市立医院重症监护室的空气里,弥漫着消毒水与陈旧血腥混合的味道。
窗外的暴雨已经停了,但雨痕在玻璃上蜿蜒,像极了陈伯此刻紊乱的血管脉络。
孟远站在病床前,左手死死攥着那根银针。
他的右手神经彻底坏死,指尖没有任何知觉,就像两块冰冷的废铁。
但他必须用左手,完成这场违背常理的施针。
病床上,陈伯全身瘫痪,呼吸微弱得几乎听不见。
只有心电监护仪发出的“滴——滴——”声,像是在倒计时。
怀表就在孟远的口袋里。
它不再倒走,而是彻底静止。
指针停在19:43分,和昏迷那一刻一模一样。
这是代价。
时间无法被永久逆转,只能被置换。
孟远深吸一口气,眼神平淡如冰。
他不需要安慰,也不需要奇迹。
他只需要精准。
像钟表齿轮咬合那样精准。
“你疯了。”
一个沙哑的声音从门口传来。
彭刚并没有被拘留。
或者说,他花钱买通了关系,此刻正穿着一身湿透的风衣,站在病房门口。
他的手里没有武器,只有一支注射器。
里面是肾上腺素。
高浓度的、足以让心脏骤停的剂量。
“只要这一针下去,”彭刚嘴角扯出一丝虚伪的笑意,“抢救无效。自然死亡。”
孟远没有回头。
他的目光锁定在陈伯的后背。
那里有七处穴位,对应着陈伯体内被强行逆转的时间线。
“针在你心里。
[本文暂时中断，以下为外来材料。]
PR #1649, opened 2021-03-13
adding constrained box

arthmis:
- I hope the instrumentation stuff is correct, I copied from `SizedBox`.
- I want to add methods to do things like `set_min_width`, `set_min_height`, `set_max_height`, `set_max_width`, but I don't think they are absolutely necessary right now. It would be nice to have methods on `BoxConstraints` to change individual min and max dimensions.

I did not realize there was already an attempt at this widget. I saw that the other attempt used a closure. I guess that would be nice to set arbitrary box constraints based on the ctx, data, and env. I would like to keep it simple and only allow `BoxConstraints`. If using the closure is preferred then I will change it to use that. That is more powerful and flexible.

Now I'm questioning whether there should be an option to have no child. It now doesn't seem to make sense to have this widget without a child.


cmyr:
Cool, will try to get to these two tomorrow. :)

Maan2003 (commented):
Looks good to me. 

Do we need to support optional child?

druid/src/widget/constrained_box.rs
```diff
@@ -0,0 +1,297 @@
...
+    fn update(&mut self, ctx: &mut UpdateCtx, old_data: &T, data: &T, env: &Env) {
+        if let Some(ref mut inner) = self.inner {
+            inner.update(ctx, old_data, data, env);
+        }
+    }
+
+    #[instrument(
+        name = "ConstrainedBox",
+        level = "trace",
+        skip(self, ctx, bc, data, env)
```
Maan2003, line 109: We shouldn't skip bc here, given this is all about constraints

PoignardAzur:
Looks good to me as well. I like that the PR comes with unit tests.

@arthmis Can you rebase the PR and fix the CI errors? If you do, I'll quickly test it on my side and then merge it.

xStrom:
What's the state of this @arthmis? Are you still interested in moving this forward?

If so, then a good place to start is to rebase this on `master` and getting the CI to pass without errors.

PR #1651, opened 2021-03-16
Relax constraints on who can change focus

cmyr:
Instead of just the focus widget this is now available to any of
that widget's direct ancestors (such as a controller).

This is needed for the new TextBox, since the widget with
the logic (TextBox) is not the widget that necessarily
has focus (the SharedComponent).

This is broken out of #1636.


Maan2003 (approved):
:rocket: Sounds reasonable

Issue #1652, opened 2021-03-16
New TextBox & IME integration tracking issue (report new TextBox issues here!)


cmyr:
When #1636 lands, how druid handles text will change fundamentally, and there are almost certainly some issues that we will encounter as we start using the new implementation.

This issue is intended as a tracking/discussion issue for various problems with the new text work.

## polish
There are a number of outstanding fixups I would like to land:
- [ ] better implementation of 'select word' and 'select line': these don't currently behave well when clicks occur on boundaries.
- [ ] preserve double/triple-click state through to drag gestures: drag after double-click should select at "word granularity", after triple click at "line granularity"
- [ ] handle more keys when 'simulating input' on windows/linux
- [ ] unify selection & movement types between druid-shell and druid
- [ ] TextBox without focus should use an 'inactive' color for selections.
- [ ] restructure `druid::text` module, centralizing all text-related types here

## features
Larger related projects it might be nice to do while we're in here
- [ ] select-all, copy, paste (and undo/redo, eventually) should work without the menus present (#1030) 
- [ ] 'submit on return': there should be a mechanism for hooking the return key in order to perform some custom action.
- [ ] allow toggling selectable & editable flags: you may want a text field that can be selected but not edited, or a text field that cannot be edited *or* selected
- [ ] TextBox should have built-in support for undo/redo

## bugs
- [ ] selections that include lines with emergency breaks (breaks that are not at whitespace) are not drawn correctly: https://github.com/linebender/piet/pull/412
- [ ] IME composing region is drawn incorrectly sometimes
- [ ] IME composing window can draw at incorrect position
- [ ] line height calculations are incorrect for some scripts (japanese)

jpochyla:
Thank you, it's very impressive!

- I think a lot of people were previously having custom controllers on TextBoxes, dispatching EditActions on shortcuts. This would be now done via `textbox.text().input_handler().acquire().handle_action()`, correct?
- `TEXTBOX_INSETS` is a constant again! :(

madbonkey:
> 'submit on return': there should be a mechanism for hooking the return key in order to perform some custom action.

To be honest, I feel this is out of scope for text handling. What "submitting" or "commiting" means in regard to changes to state highly depends on the application and the control/inout type. You might think search boxes and go 'yeah that seems nice to have', but in reality the search might automatically "commit" after a debounce, or it's also committed by an icon next to it. It might require entirely different ways of "submitting" the input depending on devices and peripherals. 

[...]

PR #1653, opened 2021-03-16
Unify druid & druid-shell selection types, rm src/text/selection.rs

cmyr:
This removes the druid selection type, and adds any API on that type that was missing to `druid-shell::Selection`

- progress on #1652


lord:
A few thoughts/questions:

* When I've implemented text editing before, I've modeled selections as having two `h_pos`s, one for the active end and one for the anchor. But I'm struggling to actually find a case where this makes a difference, so it could be that these two representations are equivalent? If they are in fact equivalent, this way with just one seems maybe better? Not sure if you've thought too much about this or not.
* How would a user create a selection with an `h_pos` of `None`?
* I think the way this interacts with `InputHandler::set_selection` is worth documenting? (Should the input method be able to update the `h_pos` directly? I feel like not, right?) Similarly, maybe worth writing down if the input method can observe the `h_pos`, and the `h_pos` changes, does that result in `Event::SelectionChanged`, or (my vote) `Event:: LayoutChanged`
* If these types are unified, you'll eventually want to add affinity as well, right? If `Selection` continues to grow, may want to do something to limit what the input method can access, or at least what it can implicitly set through `set_selection`

cmyr:
> A few thoughts/questions:
> 
> * When I've implemented text editing before, I've modeled selections as having two `h_pos`s, one for the active end and one for the anchor. But I'm struggling to actually find a case where this makes a difference, so it could be that these two representations are equivalent? If they are in fact equivalent, this way with just one seems maybe better? Not sure if you've thought too much about this or not.

This is interesting, it would not have occurred to me to track the h-pos of the anchor edge, but now that you mention it you *probably* want to track the hpos of the secondary cursor, if you're doing BiDi.

> * How would a user create a selection with an `h_pos` of `None`?

`h_pos` is none by default; it is only set when there is a vertical movement.

> * I think the way this interacts with `InputHandler::set_selection` is worth documenting? (Should the input method be able to update the `h_pos` directly? I feel like not, right?) Similarly, maybe worth writing down if the input method can observe the `h_pos`, and the `h_pos` changes, does that result in `Event::SelectionChanged`, or (my vote) `Event:: LayoutChanged`

All explicit setting of the selection (that are not the product of vertical motion) clears `h_pos`, and `h_pos` is not part of visible selection state. Also it should not be possible to change `h_pos` without also changing some other aspect of the selection? In any case I don't think `h_pos` interacts with IME.


> * If these types are unified, you'll eventually want to add affinity as well, right? If `Selection` continues to grow, may want to do something to limit what the input method can access, or at least what it can implicitly set through `set_selection`

Yes, I was thinking of making this be our single selection type. I can't really think of a very good way to limit what is available to IME, but I do think it would be worth documenting the expectations a bit better.

Thanks for the notes, very happy to have another pair of eyes on some of this stuff!

lord:
sounds good! :)

PR #1654, opened 2021-03-17
Implement Lens directly on a pair

Maan2003:
I see no reason not to implement it directly :shrug: and it feels more intuitive


Maan2003:
Maybe we should implement `Lens` for other tuples as well.

cmyr:
@derekdreery does this make sense to you? I think so, but curious if you had a more specific need that required `Tuple2` to be a named type?

I've run into this before; I think it *does* make sense to have lenses on the tuples, maybe from rank 1-8? I think an 8-tuple is a horrible idea but I think it's okay as an upper-bound..

Maan2003:
@cmyr @derekdreery can we get this done?

cmyr (approved):
Yes, sorry, happy to see this merged.

SecondFlight:
@Maan2003 Just noticed this doesn't have a matching changelog entry. Just want to make sure you have the chance if you forgot.

cmyr (approved):
Looks good!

”
陈伯刚才的话还在耳边回荡。
孟远知道,这不是隐喻。
这是线索。
他抬起左手,银针在灯光下折射出冷冽的寒光。
第一针,刺入膻中穴。
针尖没入皮肤的瞬间,孟远感到一股剧烈的震颤顺着手臂传遍全身。
不是疼痛。
是排斥。
陈伯的身体在抗拒这种外来力量的介入。
“住手!”彭刚冲了上来。
孟远侧身,动作不快,却刚好避开了彭刚的扑击。
右手虽然失去了触觉,但肌肉记忆还在。
那是修表匠的本能。
彭刚踉跄了一下,稳住身形,眼中闪过一丝狠厉。
“你以为你能救活他?”彭刚冷笑,“三十年前的实验,早就把他变成了怪物。”
孟远没有理会。
Preview ends here. Subscribe to continue.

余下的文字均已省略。